Once I revive Nanami, I will eventually give up on living, and put an end to it. I felt as if she had seen right through that part in my heart that felt it was okay to do that.

“…I won’t die. I will simply be going back to how I was before I met you.” (Hikaru)

“Liar… Don’t lie to me with a face like that.” (Rifreya)

“It is not a lie. Well, I will probably be leading what’s basically a dead life though. Hahaha!” (Hikaru)

I tried laughing it off lightly.

I honestly think that was a pretty bad deflect, but she didn’t pursue it further.

She must have understood that my feelings are not going to be changing.

“Hikaru, I told you I have a little sister, right? Do you remember that?” (Rifreya)

“I do. You said you had a talented little sister.” (Hikaru)

“I also told you I was dungeon diving because I needed money, right?” (Rifreya)

“Yeah.” (Hikaru)

“And so, I didn’t tell you this, but…my little sister is ill. The medical treatment requires a lot of money.” (Rifreya)

Rifreya said before that the reason why she dungeon dove was because she was training to become a templar and to earn money.

I didn’t think too deeply as to how she would be using that money.

“You are remitting that money?” (Hikaru)

“Yeah… My mother has already retired from being a templar. Living off of the pension is one thing, but it isn’t enough for the treatment.” (Rifreya)

I see, Rifreya and her little sister were supposed to become templars and earn money for their family. Because that plan has crumbled, she has been sending money home while training to become a templar…is basically how it is, huh.

“Then, there’s more reason to pass the templar exam.” (Hikaru)

“Wrong, Hikaru. The templar business is fine already. I will be an explorer here forever…together with you, Hikaru.” (Rifreya)

“Don’t be silly.” (Hikaru)

“I have been able to send a whole lot of money home since I made a party with you, Hikaru, and with this, there’s no need to force myself to become a templar. More importantly, it would be better to be together with the person I lov—” (Rifreya)

“Rifreya!” (Hikaru)

I don’t want her to shake my heart.

Do you know just how much I want to be by your side too?

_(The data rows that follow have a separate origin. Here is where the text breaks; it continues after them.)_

PR #2593, opened 2024-03-13
Dell APEX Multi Cluster workbook

paulbarry-dell:
Multi Cluster Workbook for Dell APEX

image

### DIFF
--- a/Workbooks/Azure Stack HCI/Dell/MultiCluster/Cluster.workbook
+++ b/Workbooks/Azure Stack HCI/Dell/MultiCluster/Cluster.workbook
@@ -6,7 +6,7 @@
       "content": {
         "version": "KqlParameterItem/1.0",
         "crossComponentResources": [
-          "{subscription}"
+          "value::all"
         ],
         "parameters": [
           {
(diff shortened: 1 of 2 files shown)


Workbooks/Azure Stack HCI/Dell/MultiCluster/Cluster.workbook
```diff
@@ -0,0 +1,1594 @@
...
+              "{subscription}"
+            ],
+            "isHiddenWhenLocked": true,
+            "timeContext": {
+              "durationMs": 0
+            },
+            "timeContextFromParameter": "timeRange",
+            "queryType": 1,
+            "resourceType": "microsoft.resourcegraph/resources",
+            "value": "2 monitored; 118 unmonitored"
```
sayaghosh58, line 192: Remove the value. This should be coming from the query.

sayaghosh58 (approved):

gardnerjr (approved):
approving for now because it is set to be preview only, but should probably have the common nosubscriptions behavior that other templates in azure monitor have, to better explain when this template can't work because the user doesn't have any appropriate resources.

PR #2615, opened 2024-04-09
Add trailing whitespace file path validation

ericajlin:
Github seems to allow trailing whitespaces when creating file paths using the Github UI. Ensure as part of validating template paths that there are no trailing whitespaces before or after slashes.

### DIFF
--- a/test/jsonValidationTest.js
+++ b/test/jsonValidationTest.js
@@ -26,6 +26,7 @@ const LocKeys = [
     "markDown" // specific to cohorts
 ];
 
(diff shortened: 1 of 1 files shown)


gardnerjr:
is trailing space the only way this could fail?  or does github let you create files with leading spaces too?

ericajlin:
> is trailing space the only way this could fail? or does github let you create files with leading spaces too?

regex includes checks for both trailing and leading slash. i can update the const name

gardnerjr (approved):

PR #2632, opened 2024-04-17
Added logic to handle no subscription case. Removed isPreview from Azure Monitor gallery entry

paulbarry-dell:
Update to Dell APEX Multi Cluster workbook:
- Added logic to handle no subscription case. 
- Removed isPreview from Azure Monitor gallery entry

image

image


sayaghosh58 (approved):

gallery/workbook/Azure Monitor.json
```diff
@@ -105,8 +105,7 @@
 					"id": "Workbooks/Azure Stack HCI/Dell/MultiCluster",
 					"author": "Dell",
 					"description": "Multi Cluster Event Monitoring for Dell APEX Cloud Platform for Microsoft Azure",
-					"name": "Multi Cluster Event Monitoring for Dell APEX Cloud Platform for Microsoft Azure",
-					"isPreview": true
+					"name": "Multi Cluster Event Monitoring for Dell APEX Cloud Platform for Microsoft Azure"
```
gardnerjr, line 108: why is the name the same as the description?  the name should be something short so it isn't "multi cluster even....." and then the description has the same content?

paulbarry-dell: Thanks John, will review this with documentation

gardnerjr (approved):

PR #2684, opened 2024-06-17
Scale disk graph in IoT Edge device details.

alaendle:
This solves the problem of to fine granular disk space usage graph in the azure edge hub device details workbook.

Since the amount of data is dynamic (it depends on the number of disks and not only on the sampling frequency) the current strategy of bining just to the sampling frequency can lead to "too many points" errors.

grafik

This can be avoided by choosing the `max_of({timeRange:grain}, time(\"{samplingFrequency}\"))` and not only the `samplingFrequency`. 

The `maxOf` avoids the generation of too fine grained bins (smaller than the sampling rate) and the `grain` increases the bin-size if large time frames are used. The data isn't distorted since the max-value is chosen for aggregation - so huger bin's do no harm.

Please let me know if I was unclear or you need further details. Thanks in advance for considering this change.


alaendle:
Just to add the math behind it - at a sampling rate of 5 minutes you generate around ~ 2000 data-points per week. With logical volumes we have usually have 7 "disks" - so without further scaling we end up with ~ 14000 data-points for seven days - giving the mentioned error.

damonbarry (approved):

PR #2807, opened 2024-10-14
Mpbastos/avdiupdate

mpbastos:
- Add case insensitive regex on the AssignedDCR parameter to select the default DCR.
- Upate poolla to use ARG query on all subscriptions instead of selected.

[Private Branch](https://portal.azure.com/?feature.workbookGalleryBranch=mpbastos/avdiupdate)


xiangtin (approved):

xiangtin:
Need to update the version number.

mike-mo (changes requested):
Need version number update

mike-mo (approved):

PR #2814, opened 2024-10-18
Updated Azure Services Retirement workbook

v-maytri0802:
Added the below info banner

image


v-maytri0802:
stuck at the license/ca step

PR #2846, opened 2024-11-26
Removed extra folder in path

mepples21:
## Summary

I removed an extra folder in the path to the workbook to ensure it doesn't interfere with the build process.

## Screenshots

- [x] If you added a template to a gallery, show a screenshot of it in the gallery view (which verifies its shows up where you expected).

## Validation

- [x] Validate your changes using one or more of the [testing](https://github.com/microsoft/Application-Insights-Workbooks/blob/master/Documentation/Testing.md) methods.
  
## Checklist

- [x] If you are adding a new template, gallery, or folder, add your team and folder/file(s) to the CODEOWNERS file at the root of the repo. CODEOWNERS entries should be teams, not individuals.
- [x] Ensure all steps in your template have meaningful names.
- [x] Ensure all parameters and grid columns have display names set so they can be localized.


mepples21:
@JefTek could you please take a look at this PR?

JefTek (approved):
I see the update to the path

Is this just my own selfishness, or the right act?

I don’t get anything at all.

I don’t, but there’s nothing that can be done.

“…I want you to understand. No is a no.” (Hikaru)

“……”

Rifreya hung her head down and her shoulders trembled.

I didn’t even have the right to take those shoulders in my embrace, and continued watching the deep darkness expanding to the lower floors with an absent mind.